Santiváñez se apartó de la puerta. Luego, dio unos pasos y volvió a sentarse en el sillón. Adrianzén ya estaba sentado, esperándolo.
—Parece que no me has entendido —dijo Adrianzén.
—Es la verdad —admitió Santiváñez—. Primero me cita la presidenta y…
—Los dos te hemos citado.
—Sí, los dos, pero la presidenta no está. Y tu secretaria me dice que primero tengo que hablar contigo Yo te espero pacientemente. Y me vas a disculpar, pero claro que no entiendo por qué apenas entro a tu despacho, me dices que me vaya.
Adrianzén ha estado escuchando pacientemente todo lo dicho por Santiváñez.
—Mira, Juanjo. A ver si ahora sí nos entendemos.
—A ver —dijo Santiváñez con un tufillo de impaciencia.
—Cuando te pedí que te vayas no me refería a que te vayas de mi oficina.
—¿Ah no? ¿Entonces?
—Me refería a que te vayas del Ministerio del Interior.
Ni bien lanzó la frase, Adrianzén lo miró fijo, esperando su reacción.
—¿Quieres que me vaya del ministerio?
—Eso mismo.
Los ojos de Santiváñez se movían de un lado a otro en sus cuencas. Luego, se quedó viendo el suelo y, en seguida, volvió a levantar el rostro.
—Pero eso no tiene sentido.
—Entiendo que no estés de acuerdo, pero créeme que…
—¿Cómo me voy a ir del ministerio si yo estoy aquí?
En ese momento, Adrianzén se volvió a poner de pie.
—Juanjo.
—Dime.
—La presidenta y yo queremos que dejes de ser ministro.
Santiváñez también queda de pie, en un rápido movimiento.
—¿Con que de eso se trata?
—Sí, Juanjo.
—¿Me van a nombrar premier?
Adrianzén murmuró una procacidad. Enseguida, inclinó su cuerpo hacia adelante.
—¿O sea que quieres mi puesto?
—Pero, si ustedes me lo están ofreciendo.
En ese momento, de imprevisto, la secretaria irrumpió en el despacho. Como solía hacer, había estado escuchando detrás de la puerta desde que empezó la reunión.
—¡Oiga usted! —exclamó la secretaria clavando los ojos en Santiváñez—. ¡¿Qué no se da cuenta de que ya no lo quieren?! ¡¿Acaso no puede entender que lo están botando del Gobierno?!
El silencio apareció y se quedó por algunos largos segundos. En ese lapso, Adrianzén estuvo inmóvil, mientras Santiváñez asentía con la cabeza. En tanto, la secretaria respiraba rápido, como si hubiera acabado de terminar una carrera de 100 metros.

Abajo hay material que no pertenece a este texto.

PR #1943, opened 2026-06-21
feat(common-json): generalize the verbatim transform pipeline — validate, prune, inject

### LINKED ISSUE #1926: common-json: stream window-fragmented unconstrained values through the schema validator (forward-and-suppress)

jfallows:
## Summary

Generalizes the verbatim primitive introduced for the validate-fidelity fix so a structure-inspecting
transform can preserve original bytes (whitespace included) across the full range of transform shapes:

- **Phase 1 — validate** (the original CI fix): a mediating transform forwards bytes verbatim while still
  inspecting structure.
- **Phase 2 — prune**: drop a value, forwarding the rest verbatim.
- **Phase 3 — inject**: splice a canonical value between verbatim runs, at any position including before a
  container's first member.

The converged design is documented in `runtime/common-json/VERBATIM-VALIDATE-DESIGN.md`.

## Phase 2 — prune (`JsonSource.skipValue()`)

`skipValue()` (with its `JsonParserEx` peer) is called on a matched object `KEY_NAME`: the source advances
the parser past the whole member (key, separator, value — scalar or container-to-close) and the verbatim
cursor past its bytes, so the transform never sees the dropped sub-events.

Occupancy is owned by the source — the tokenizer tracks `memberSeparated` (was this member reached after a
comma), and `skipValue` defers a one-shot leading-separator trim (whitespace + a single comma, bounded to
the parse frontier) onto the next verbatim pull. This settles the design's semantic fork: dropping a
container's only field renders `{}`, while dropping the first of many keeps the survivor's spacing
(`{ "b" : 2 }`).

## Phase 3 — inject (`getPosition()` + generator `seed()`)

`JsonSource.getPosition()` returns a container-anchored `JsonPosition` (a list of `JsonStep`:
`START_*` / `CONTINUE_*` / terminal `KEY_NAME`, occupancy folded into the step kind), built lazily from the
tokenizer's new per-level `pathOccupied` tracking. The generator gains `seed(JsonPosition)` (push one open
frame per step, no bytes emitted) with an A5 seed-baseline assertion on `writeEnd`. The terminal sink seeds
the generator from `getPosition()` on the first generated value after a verbatim copy, so an injected member
gets the correct leading separator without re-emitting the verbatim-written brackets; the following verbatim
run owns its own separator (no double comma). Seed-on-transition is a no-op in canonical and segment
delivery, so validate/prune/passthrough are unaffected.

**Inject before a container's first member** is the mirror of the prune-first trim, on the generator side:
the injected value takes the first slot, displacing the former-first member, whose verbatim bytes (having
been first in the source) carry no leading separator. The sink reads the seed occupancy — `START_*` means
the container was empty — and sets `separatorPending`, so the displaced member's verbatim run is preceded by
a generator-synthesized separator (`JsonGeneratorEx.writeVerbatimSeparator()`). The synthesized comma is
compact, matching the canonical injected member; the between-members case (`CONTINUE_*`) is unchanged.

## Tests & benchmark

- `JsonSkipTest` (renamed from `JsonPruneTest`): drop middle / last / first / object-value / only-field, each
  asserting whitespace-preserving output.
- `JsonInjectTest`: the design's worked example (number member between two verbatim runs), a string-member
  variant, and inject-before-first for the only-field and first-of-many cases.
- `JsonMutateBM`: benchmarks skip, inject, inject-before-first against a verbatim passthrough control;
  transforms reuse constant injected key/value and reused sources, so `-prof gc` measures only the pipeline.
  All paths ~0.005–0.006 B/op, matching the passthrough control — the verbatim primitives splice through
  reused buffer views and a reused position with no per-op allocation.

## Deferred

Injecting into a genuinely *empty* container (append — no member to displace) remains out of scope: this is a
different operation because `getPosition()` at the container's close reports the popped, outer context, so it
needs separate handling. See the resolution note in the design doc.

## Verification

- `common-json`: full build green (4820 tests), JaCoCo class + 90% instruction gate met, 0 checkstyle violations.
- `model-json`: 25 unit + EventIT green; `binding-mcp-http`: 11 unit green.
- Full reactor green except `cloud::docker-image` (no Docker daemon in CI sandbox).


jfallows (commented):
LGTM

PR #1946, opened 2026-06-22
test(engine): make store watch assertion deterministic via reply flush

jfallows:
## Problem

The `test` binding's `watch` store-assertion registered the listener and then
proceeded immediately, so nothing gated the k3po script on the asynchronous
watch notification. Whether the listener callback executed before test teardown
was a race between event delivery and test completion, leaving the watch-listener
code paths covered only intermittently — flaky store-watch coverage.

Every other store op (`get`/`put`/`lock`/`unlock`/`renew`/...) chains the next
step from inside its own async completion callback, so the assertion chain
naturally blocks on each completion. `watch` returns a `Closeable` rather than a
completion, so it alone had no synchronization point.

## Change

- Emit an observable advisory reply **FLUSH** from the watch callback when the
  notification arrives on the dispatch thread and matches the expectation. The
  new `engine.spec` `store.watch` scripts gate the script on
  `read advised zilla:flush`, so `k3po.finish()` blocks until the notification
  has actually fired — the determinism is now structural, not timing-based. This
  also upgrades the test from "passes unless a reset shows up" to a real positive
  assertion that the notification was observed.
- A reply FLUSH is only valid after the reply stream is established, so store
  assertions are now deferred until the reply stream is open and credited (run
  once from `onReplyWindow` instead of on initial begin). All other ops are
  unaffected beyond running one worker turn later.
- Repoint `MemoryStoreHandlerIT.shouldWatchKey` at the new gating scripts.

## Testing

Test-first: the repointed IT fails with a k3po flush-timeout against the current
code (no flush emitted), and passes after the change. The full
`MemoryStoreHandlerIT` (all store ops) passes and coverage checks are met;
checkstyle is clean. Only `store-memory` consumes store assertions in this repo.

---

### DIFF
--- a/runtime/engine/src/test/java/io/aklivity/zilla/runtime/engine/test/internal/binding/TestBindingFactory.java
+++ b/runtime/engine/src/test/java/io/aklivity/zilla/runtime/engine/test/internal/binding/TestBindingFactory.java
@@ -320,6 +320,7 @@ final class TestBindingFactory implements BindingHandler
         private TestTarget target;
         private boolean pendingBegin;
         private long pendingTraceId;
+        private boolean storeAssertionsStarted;
 
         private TestSource(
             MessageConsumer source,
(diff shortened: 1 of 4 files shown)


jfallows (commented):
LGTM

-Yo traje este fólder para la presidenta. Se lo haces llegar.
-Claro, Juanjo.
Santiváñez abandonó la oficina sin decir nada más. En el vehículo, de regreso al ministerio, miraba cada cierto tiempo su celular. Se preguntaba a qué hora se comunicarían con él, en qué momento lo llamarían arrepentidos para decirle: “Juanjo, olvídate, tú sigue en el cargo nomás”. Y es que tendrían que hacerlo cuando vean las fotos de Cerrón en el carro presidencial y las de su actual escondite. Sin embargo, ¿qué pasaría si no querían ceder? ¿Qué ocurriría, pues, si su plan no resulta? Después de todo, aquello no sería novedad, ya que —como el país entero sabe— de todos los planes que hizo desde que asumió el ministerio, ninguno funcionó. Ya pronto sabremos qué pasó. Mientras tanto, tengamos fe en la metafísica.
_
*El texto es ficticio; por tanto, nada corresponde a la realidad: ni los personajes, ni las situaciones, ni los diálogos, ni quizá el autor. Sin embargo, si usted encuentra en él algún parecido con hechos reales, ¡qué le vamos a hacer!